Archive for July, 2011

He’s working!

A relative of a distinguished Professor told me that he had the habit of sitting in an armchair at home with his eyes closed. When someone would come in and try to converse with him, the Prof would say “Quiet! I’m working!”

As indeed he was… to sit quietly and think is a key element at the heart of an academic’s job; they need to disconnect from all distractions and THINK.

One must note that this particular scholar is now in his eighties, so his habits had evolved in the middle of the previous century. I wonder whether the professors being grown today will be able to sit still long enough to experience the benefit of such a practice?…

How to keep distribution lists short

I was lecturing about Information Overload at an MBA course in Haifa University, and a student shared a lovely story. Long ago, she said, before email replaced paper correspondence, she used to work at a company where memos were written on special forms that came as a three-layer stack with chemical copying.
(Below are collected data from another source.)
PR #35, opened 2023-10-17
Add RGW support to test script editor

johnpaliotta:
Complete support has been added for TEST.REQUIREMENT_KEY licenese, including:
- Syntax highlighting
- Auto-complete shows all available requirements
- Hover over shows title and description
- E2E tests

### DIFF
--- a/syntax/vcast.tst.grammar.json
+++ b/syntax/vcast.tst.grammar.json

You’d write or type the top layer and two copies were created on the layers below.

This was very convenient (you didn’t need to mess with Carbon Paper) but had one side effect: you could only create up to three copies at once. If you needed more, you’d need to write on a new stack, laboriously copying what you’d written before.
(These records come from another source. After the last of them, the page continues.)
Issue #31, opened 2023-10-12
[New feature] Add a context menu "New Basis Path Test Script"


joyyuansh:
In GUI, "Insert Basis  Path Test Cases" are generally the start point for most of the users. Is it practical to add a context menu for test environment/UUT/subprogram in the Test Explorer to automatically generate a test script file which contains all the basis path test cases? So that the users can generate the basis path test cases in Test Explorer, otherwise, users have to do three steps: 1. open the environment; 2. insert basis path test cases 3. close VectorCAST GUI

PR #38, opened 2023-10-20
Re-organized code to group most of the clicast commands into a new file

johnpaliotta:
Reorganization of the the clicast logic into a separate file


johnpaliotta:
@aytey @Zbigor should be no _real_ changes wanted to do this before adding more clicast commands (issue #31 for example)

src/clicast.ts
```diff
@@ -0,0 +1,264 @@
...
+const fs = require("fs");
+const os = require("os");
+const path = require("path");
+const spawn = require("child_process").spawn;
+
+
+const clicastName = "clicast";
+export let clicastCommandToUse: string | undefined = undefined;
+
+const vcastqtName = "vcastqt";
```
aytey, line 35: Can we call this package something else, given it isn't _just_ `clicast`?

src/clicast.ts
```diff
@@ -0,0 +1,264 @@
...
+    else {
+      newLines.push(line);
+    }
+  }
+  fs.writeFileSync(scriptPath, newLines.join("\n"), "utf8");
+}
+
+
+const url = require("url");
+export async function loadTestScript() {
```
Zbigor, line 149: We have `loadTestScript()`, `deleteTest()` and others that represent testPane interactions. We also have "low-level" `clicast` - related functions like `executeClicastCommand()`. Maybe we could leave the "low-level stuff" in this file and move the "test pane interactions" to a separate file (maybe there are some other interaction functions still in `testPane.ts` at the moment?)

src/utilities.ts
```diff
@@ -30,15 +29,6 @@ export let globalTestInterfacePath: string | undefined = undefined;
 let globalCrc32Path: string | undefined = undefined;
 let globalPathToSupportFiles: string | undefined = undefined;
 
-export function setPaths(
```
Zbigor, line 33: We use `setPaths` for unit tests, but from `pythonUtilities`. I guess it's ok to remove it from here

src/clicast.ts
johnpaliotta: yea, I considered that, but the only vcastqt thing is the name, will re-consider

src/utilities.ts
johnpaliotta: Ohh, wondered why this was not called :)  If you need this, we syould add it back into clicast.ts, want me to do that?

Zbigor: I checked now. Tests use `setPaths` from `server/pythonUtilities.ts`. No need to add this back to `clicast.ts`

src/clicast.ts
johnpaliotta: Will change to vcastUtilities.py

johnpaliotta: Done

src/clicast.ts
johnpaliotta: Ok I will use the convention that the commands are in testPane, and the clicast related logic is in vcastUtilities.

Let me know what you think

Zbigor (approved):
Up-to-date with main now and e2e tests passed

Guess what, she concluded the story: people would make every effort to drop names from the dist list of the memo, until there were only three names on it.
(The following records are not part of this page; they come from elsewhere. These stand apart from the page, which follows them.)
PR #39, opened 2023-10-20
E2E tests for new context menu choices

Zbigor:
- Added a test for building an environment from a `.env` file
- Added a test for starting `vcastqt` from the `.vce` file
- Improved robustness of other e2e tests


johnpaliotta (approved):

johnpaliotta:
Don't know everting about these tests, but this looks right!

Too bad email doesn’t have a similar incentive for frugal sending…

Telemarketing Information Overload

Today I got a call from a telemarketer who did her best to entice me to subscribe to a certain business journal. I told her I already had a subscription to a similar one, and she went out of her way to explain to me that hers contained that much more – more articles, more pages, more information!

I may be too polite, so she kept going on even after I pointed out that I barely read a tenth of the pages of the journal I already receive; she continued until I decided enough was enough and told her that I make a living by consulting to organizations how to reduce the damage caused their employees by information overload. That left the good woman speechless and she let me be.

And if you think about it, we do receive all these invitations to subscribe to all these magazines – do they really think we’re starved for information here? Marketing newspapers isn’t even like the proverbial selling of refrigerators to Eskimos, since a fridge can at least do no harm; selling people more information is more like selling a plague to the healthy…

Incidentally, before she said goodbye the telemarketer lady had a moment of introspection, and she told me that yes, indeed, free time is a precious commodity, and she can see how too much information can be a problem. Who knows, perhaps I gave her the push that will propel her into a successful career in Information Overload consulting herself? :-)

Audio recording of IORG “Literary Salon” webinar available for download

The IORG “Literary Salon” online event last week was very interesting, with five authors of books about Information Overload comign together to discuss their books.

A recording of the entire event is available for your enjoyment here. A summary by one of the attendees is available here.

Enjoy!

Yes, I do!

An attendee at a lecture at a multinational tech company pointed out to me that part of his problem with email overload stems from situations where he is part of a functional distribution list, say “All Engineering”. Some messages to the entire group he does need, but there are other specific recurrent  messages that other engineers need and he doesn’t. Then when he goes to the sender and asks to get off, he is told it can’t be done – you can’t “unsubscribe” from the list: if you’re an engineer, you are automatically included and cursed for all eternity to receive anything sent to “All Engineering”.

Now, it would be nice if the organization had communication tools that do allow unsubscribing from a list for specific types of messages; such tools can be developed and would certainly be worth the development cost. But until that happens, the issue boils down to this express or implied conversation:

Recipient: I need you to stop sending me the weekly debug report. I’m not involved in debugging.
Sender: Sorry, can’t help you there. I send it to “All Engineering”.
Recipient: Well, can’t you send it to a list of “All Engineering minus myself”?
Sender: You really mean I should craft a special dist list just for your convenience?!?!! Yeah right!

And this is where it ends, one line before the correct ending, which would add:

Recipient: Yes, I do!

This may sound presumptuous to the sender, but the recipient is right: he has every right to expect the sender go to this extra effort. It may take the sender five minutes, a small one-time effort – but it would save the recipient – possibly many of them – recurring distractions and time loss going forward. It is a reasonable request and in the best interest of the organization.

How do you react to such a demand? And, as a recipient, do you have the courage to say, Yes, I do?